**The task**
Every line of the entries below that carries the string "github" should be copied.

**Given entries**
PR #3968, opened 2019-07-23
[E2E] tests for 'key' (take 2!)

### LINKED ISSUE #2839: Create e2e tests for `singularity key`

### LINKED ISSUE #3533: [E2E] Add tests for key importing/exporting

WestleyK:

This PR will add some E2E testing for the `key` command.

- Fixes: https://github.com/sylabs/singularity/issues/3533
- Fixes: https://github.com/sylabs/singularity/issues/2839

- Related to: https://github.com/sylabs/singularity/pull/3539

<br>


e2e/key/key.go
```diff
@@ -0,0 +1,235 @@
...
+
+func (c *ctx) singularityKeyNewpair(t *testing.T) {
+	tests := []struct {
+		name       string
+		consoleOps []e2e.SingularityConsoleOp
+	}{
+		{
+			name: "newpair",
+			consoleOps: []e2e.SingularityConsoleOp{
+				e2e.ConsoleSendLine("e2e test key; do not use"),
```
mem: what's the "; do not use" bit supposed to be?

Can you add a comment next to each command so that it documents what it is?

For example:

```
e2e.ConsoleSendLine("e2etests"), // password
e2e.ConsoleSendLine("e2etests"), // password confirmation
```

Also note you can have a helper function that takes a series of strings and spits out a series of e2e.SingularityConsoleOp. Something like:

```
func buildConsoleLines(lines ...string) []e2e.SingularityConsoleOp {
    consoleLines := make([]e2e.SingularityConsoleOp, 0, len(lines))
    for _, line := range lines {
        consoleLines = append(consoleLines, e2e.ConsoleSendLine(line))
    }
}
```

e2e/key/key.go
```diff
@@ -0,0 +1,235 @@
...
+
+func (c *ctx) singularityKeyList(t *testing.T) {
+
+	printOut := func(t *testing.T, r *e2e.SingularityCmdResult) {
+		t.Log("stdout from 'key list' : ", string(r.Stdout))
+	}
+
+	c.env.RunSingularity(
+		t,
+		e2e.WithPrivileges(false),
```
mem: just for the record, `e2e.WithPrivileges(false)` has no practical effect. I've been meaning to remove that argument so that it's more evident that you need to call it only to gain privilege, not to drop it.

e2e/key/key.go
```diff
@@ -0,0 +1,235 @@
...
+				e2e.ConsoleSendLine("E2E test key; do not use"),
+				e2e.ConsoleSendLine("e2etests"),
+				e2e.ConsoleSendLine("e2etests"),
+				e2e.ConsoleSendLine("n"),
+			},
+		},
+	}
+
+	for _, tt := range tests {
+		c.env.RunSingularity(
```
mem, line 151: you should probably add `e2e.AsSubtest(tt.name)` to the list of ops.

e2e/key/key.go
```diff
@@ -0,0 +1,235 @@
...
+
+		return cmd
+	}
+
+	for _, tt := range tests {
+		c.env.RunSingularity(
+			t,
+			e2e.WithPrivileges(false),
+			e2e.WithCommand("key"),
+			e2e.WithArgs(prepCmd(tt.exportPath, tt.secret, tt.armor)...),
```
mem: notice that this would be easier to read if you add another field to the test struct that contains the args, replacing the armor and secret booleans. That field would look like this:

```
    args: []string{"export",},
    args: []string{"export", "--armor"},
    args: []string{"export", "--secret"},
    args: []string{"export", "--secret", "--armor"},
```

that makes it straightforward to see what's happening.

e2e/key/key.go
```diff
@@ -0,0 +1,235 @@
...
+func (c *ctx) singularityKeyImport(t *testing.T) {
+	tests := []struct {
+		name       string
+		exportPath string
+		consoleOps []e2e.SingularityConsoleOp
+	}{
+		{
+			name:       "import public binary",
+			exportPath: c.publicExportPath,
+			consoleOps: []e2e.SingularityConsoleOp{},
```
mem: no need to have this if it's empty. `nil` as a slice is perfectly fine.

e2e/key/key.go
```diff
@@ -0,0 +1,235 @@
...
+		},
+		{
+			name:       "import private binary",
+			exportPath: c.privateExportPath,
+			consoleOps: []e2e.SingularityConsoleOp{
+				e2e.ConsoleSendLine("e2etests"),
```
mem: the first line is the passphrase of the existing key

the second the is passphrase for the new key

the third is the passphrase confirmation for the new key

I would say the second set should use a different passphrase and it should test that the exported key has the correct passphrase.

e2e/key/key.go
```diff
@@ -0,0 +1,235 @@
...
+		{
+			name:       "import public ascii",
+			exportPath: c.publicExportASCIIPath,
+			consoleOps: []e2e.SingularityConsoleOp{},
+		},
+		{
+			name:       "import private ascii",
+			exportPath: c.privateExportASCIIPath,
+			consoleOps: []e2e.SingularityConsoleOp{
+				e2e.ConsoleSendLine("e2etests"),
```
mem: same here

e2e/key/key.go
```diff
@@ -0,0 +1,235 @@
...
+		return []string{"import", exportPath}
+	}
+
+	for _, tt := range tests {
+		c.singularityResetKeyring(t) // Remove the tmp keyring before each import
+		c.env.RunSingularity(
+			t,
+			e2e.WithPrivileges(false),
+			e2e.WithCommand("key"),
+			e2e.WithArgs(prepCmd(tt.exportPath)...),
```
mem: same comment as before

e2e/key/key.go
```diff
@@ -0,0 +1,235 @@
...
+	c := &ctx{
+		env:                    env,
+		publicExportPath:       filepath.Join(env.TestDir, "public_key.asc"),
+		publicExportASCIIPath:  filepath.Join(env.TestDir, "public_ascii_key.asc"),
+		privateExportPath:      filepath.Join(env.TestDir, "private_key.asc"),
+		privateExportASCIIPath: filepath.Join(env.TestDir, "private_ascii_key.asc"),
+		keyRing:                filepath.Join(env.TestDir, "sypgp-test-keyring"),
+	}
+
+	if err := os.Setenv("SINGULARITY_SYPGPDIR", c.keyRing); err != nil {
```
mem, line 341: this should be passed as part of the environment of the command to be run, not as part of the environment in the running test.

e2e/key/key.go
```diff
@@ -0,0 +1,235 @@
...
+		panic(fmt.Sprintf("unable to set keyring: %s", err))
+	}
+
+	return func(t *testing.T) {
+		//t.Run("singularityKeyNewpairAndExport", c.singularityKeyNewpair)
+		//t.Run("singularityKeyImportAndExport", c.singularityKeyImport)
+		t.Run("singularityKeyNewpair", c.singularityKeyNewpair) // Generate a newpair (required for the other tests)
```
mem: the "singularity" prefix is probably redundant.

e2e/key/key.go
```diff
@@ -0,0 +1,235 @@
...
+		t.Run("singularityKeyExport", c.singularityKeyExport)   // Export the newpair
+		t.Run("singularityKeyImport", c.singularityKeyImport)   // Import the newpair (this will delete the old, tmp keyring before importing)
+		t.Run("singularityKeyExport", c.singularityKeyExport)   // Re-export them, again (this will catch any issues if Singularity cant import correctly)
+		t.Run("singularityKeyImport", c.singularityKeyImport)   // Finally, Re-import them
```
mem: please do not rely on a specific order for tests. If you need for things to happen in a particular order, make them part of the same test.

mem (changes requested):

e2e/key/key.go
WestleyK: I'm setting `SINGULARITY_SYPGPDIR` to a tmp directory so it can easily be removed after each `import`. I'm not specifically trying to test `SINGULARITY_SYPGPDIR`, but its helpful for testing other `key` commands.

e2e/key/key.go
WestleyK: Yes, that would be better for testing, but I'm trying to keep this PR small and simple. Because each `import` and `export` is ran twice. We could something like:

```go
// e2eKeyPassword is the password for the e2e test key, it will change as test run.
var e2eKeyPassword = "e2etests"
```

Then just set `e2eKeyPassword` to the new password in the test. _Theres probably a simpler way to do this..._

So for now, I added a couple "import fail tests" that will use the wrong password when importing them.

e2e/key/key.go
gvallee: I think @mem is pointing at another potential problem: setting `SINGULARITY_SYPGPDIR` as it is done here will prevent us from safely run the test in parallel since the caller (i.e., this function) may end up set that environment variable and start various e2e test at the same time. We have the same problem with the image cache (I am actually working on this) but we would need code modifications to solve this problem in a clean way. I would therefore personally suggest to create an issue on the topic and just put a comment here saying that this is a temporary solution.

To be more precise, my idea to solve this type of problems is to extend the `singularityCmd` structure in `singularitycmd.go` to include both a `cacheDir` and a `syPGPDir` elements. If not defined (empty string), during the execution of `RunSingularity`, we simply create temporary directories and use them for PGP and the image cache.

e2e/key/key.go
```diff
@@ -0,0 +1,230 @@
...
+func RunE2ETests(env e2e.TestEnv) func(*testing.T) {
+	c := &ctx{
+		env:                    env,
+		publicExportPath:       filepath.Join(env.TestDir, "public_key.asc"),
+		publicExportASCIIPath:  filepath.Join(env.TestDir, "public_ascii_key.asc"),
+		privateExportPath:      filepath.Join(env.TestDir, "private_key.asc"),
+		privateExportASCIIPath: filepath.Join(env.TestDir, "private_ascii_key.asc"),
+		keyRing:                filepath.Join(env.TestDir, "sypgp-test-keyring"),
+	}
+
```
gvallee, line 340:
```suggestion

// todo: setting the environment variable here is a temporary solution until we
// have the option of creating a temporary directory on a per-test basis.
// When we will have such an option, we should remove the code setting `SINGULARITY_SYPGPDIR`.
```

gvallee (changes requested):
See comments for details but I would suggest adding a todo note in the code and open a new issue (not yet done) to have a thread-safe way to specify a temporary directory with `SINGULARITY_SYPGPDIR` (similar to #3987 but for `SYPGP`).

gvallee:
About the use of the `SINGULARITY_SYPGPDIR` environment variable, I opened issue #4143 and will be working on it.

gvallee:
@WestleyK PR #4144 should simply this e2e tests since a clean new temporary keyring is now by default created for every test.

e2e/key/key.go
WestleyK: May not be necessary anymore? https://github.com/sylabs/singularity/pull/4144 is merged.

gvallee (approved):
lgtm

mem (approved):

**Solution to the problem**
- Fixes: https://github.com/sylabs/singularity/issues/3533
- Fixes: https://github.com/sylabs/singularity/issues/2839
- Related to: https://github.com/sylabs/singularity/pull/3539
WestleyK: May not be necessary anymore? https://github.com/sylabs/singularity/pull/4144 is merged.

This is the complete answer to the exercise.